> **ABOUT THIS TASK**
Only the lines below between the ones containing "## Test plan" and "return new Promise<T>((resolve, reject)", inclusive, are to be reproduced, each exactly as it stands.

Dataset entries
=== Section Start ===
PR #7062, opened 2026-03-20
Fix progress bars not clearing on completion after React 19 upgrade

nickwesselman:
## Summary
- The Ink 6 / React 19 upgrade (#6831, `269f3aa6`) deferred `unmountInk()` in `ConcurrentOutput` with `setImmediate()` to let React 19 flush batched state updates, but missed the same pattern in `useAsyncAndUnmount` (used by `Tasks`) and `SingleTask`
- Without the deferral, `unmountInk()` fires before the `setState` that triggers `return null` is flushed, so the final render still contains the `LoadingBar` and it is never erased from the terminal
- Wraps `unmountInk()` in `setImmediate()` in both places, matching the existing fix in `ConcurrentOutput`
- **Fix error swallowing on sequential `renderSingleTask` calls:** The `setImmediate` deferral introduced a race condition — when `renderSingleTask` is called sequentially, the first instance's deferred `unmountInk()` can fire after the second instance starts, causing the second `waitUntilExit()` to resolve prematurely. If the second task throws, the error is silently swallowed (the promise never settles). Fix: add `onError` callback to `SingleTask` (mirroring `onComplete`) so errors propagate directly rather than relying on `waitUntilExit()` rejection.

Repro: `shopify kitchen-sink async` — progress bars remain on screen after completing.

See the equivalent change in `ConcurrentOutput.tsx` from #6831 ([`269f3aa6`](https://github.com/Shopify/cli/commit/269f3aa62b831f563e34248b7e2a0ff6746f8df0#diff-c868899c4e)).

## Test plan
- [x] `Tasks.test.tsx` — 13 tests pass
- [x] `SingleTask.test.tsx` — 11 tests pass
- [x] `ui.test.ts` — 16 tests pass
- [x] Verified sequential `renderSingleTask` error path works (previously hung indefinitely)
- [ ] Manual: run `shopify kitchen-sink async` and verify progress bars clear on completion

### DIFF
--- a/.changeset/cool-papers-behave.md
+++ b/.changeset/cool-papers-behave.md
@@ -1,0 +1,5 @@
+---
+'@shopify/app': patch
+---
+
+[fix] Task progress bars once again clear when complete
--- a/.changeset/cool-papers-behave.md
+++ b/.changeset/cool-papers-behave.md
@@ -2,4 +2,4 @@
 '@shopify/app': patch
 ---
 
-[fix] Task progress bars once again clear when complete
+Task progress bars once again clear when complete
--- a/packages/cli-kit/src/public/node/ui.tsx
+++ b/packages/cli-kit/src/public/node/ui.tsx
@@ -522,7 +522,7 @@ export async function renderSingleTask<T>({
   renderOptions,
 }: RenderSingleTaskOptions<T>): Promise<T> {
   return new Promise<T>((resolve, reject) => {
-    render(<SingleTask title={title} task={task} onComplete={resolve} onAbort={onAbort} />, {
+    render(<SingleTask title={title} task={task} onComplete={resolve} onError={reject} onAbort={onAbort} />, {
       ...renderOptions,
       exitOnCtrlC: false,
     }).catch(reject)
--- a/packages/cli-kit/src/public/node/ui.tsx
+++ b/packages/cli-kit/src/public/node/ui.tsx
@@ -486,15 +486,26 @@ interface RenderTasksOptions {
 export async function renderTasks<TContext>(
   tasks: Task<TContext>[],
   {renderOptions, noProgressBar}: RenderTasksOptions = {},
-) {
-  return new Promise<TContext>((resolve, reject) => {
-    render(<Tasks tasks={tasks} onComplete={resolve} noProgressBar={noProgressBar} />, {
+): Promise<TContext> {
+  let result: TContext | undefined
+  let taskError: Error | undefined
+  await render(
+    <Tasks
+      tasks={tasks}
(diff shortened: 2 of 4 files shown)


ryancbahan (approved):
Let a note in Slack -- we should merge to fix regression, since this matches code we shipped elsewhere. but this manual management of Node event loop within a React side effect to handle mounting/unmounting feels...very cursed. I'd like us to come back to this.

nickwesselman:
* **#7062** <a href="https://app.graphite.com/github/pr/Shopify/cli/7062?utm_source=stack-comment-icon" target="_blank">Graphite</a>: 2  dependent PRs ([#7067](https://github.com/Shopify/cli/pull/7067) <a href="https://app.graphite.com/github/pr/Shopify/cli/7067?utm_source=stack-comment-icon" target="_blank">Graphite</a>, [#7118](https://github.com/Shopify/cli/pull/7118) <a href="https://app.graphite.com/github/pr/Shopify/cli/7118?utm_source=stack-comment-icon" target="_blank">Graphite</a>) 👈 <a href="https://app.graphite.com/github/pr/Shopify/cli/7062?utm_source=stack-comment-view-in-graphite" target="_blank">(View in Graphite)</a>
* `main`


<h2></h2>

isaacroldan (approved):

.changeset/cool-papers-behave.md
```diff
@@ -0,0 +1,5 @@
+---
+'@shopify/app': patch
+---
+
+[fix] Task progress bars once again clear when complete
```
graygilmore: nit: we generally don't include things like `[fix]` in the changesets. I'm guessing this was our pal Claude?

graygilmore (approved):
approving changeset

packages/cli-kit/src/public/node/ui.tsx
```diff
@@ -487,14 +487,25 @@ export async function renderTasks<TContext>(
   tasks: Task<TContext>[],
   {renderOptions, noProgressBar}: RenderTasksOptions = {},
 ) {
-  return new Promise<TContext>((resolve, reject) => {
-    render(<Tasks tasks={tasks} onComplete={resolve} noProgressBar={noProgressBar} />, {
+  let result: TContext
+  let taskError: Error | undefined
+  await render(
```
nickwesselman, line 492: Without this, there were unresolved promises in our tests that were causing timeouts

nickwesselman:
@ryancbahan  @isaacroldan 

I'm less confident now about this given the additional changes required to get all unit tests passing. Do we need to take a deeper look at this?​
=== Section End ===
> **RESPONSE FOR THIS EXERCISE**
## Test plan
- [x] `Tasks.test.tsx` — 13 tests pass
- [x] `SingleTask.test.tsx` — 11 tests pass
- [x] `ui.test.ts` — 16 tests pass
- [x] Verified sequential `renderSingleTask` error path works (previously hung indefinitely)
- [ ] Manual: run `shopify kitchen-sink async` and verify progress bars clear on completion

### DIFF
--- a/.changeset/cool-papers-behave.md
+++ b/.changeset/cool-papers-behave.md
@@ -1,0 +1,5 @@
+---
+'@shopify/app': patch
+---
+
+[fix] Task progress bars once again clear when complete
--- a/.changeset/cool-papers-behave.md
+++ b/.changeset/cool-papers-behave.md
@@ -2,4 +2,4 @@
 '@shopify/app': patch
 ---
 
-[fix] Task progress bars once again clear when complete
+Task progress bars once again clear when complete
--- a/packages/cli-kit/src/public/node/ui.tsx
+++ b/packages/cli-kit/src/public/node/ui.tsx
@@ -522,7 +522,7 @@ export async function renderSingleTask<T>({
   renderOptions,
 }: RenderSingleTaskOptions<T>): Promise<T> {
   return new Promise<T>((resolve, reject) => {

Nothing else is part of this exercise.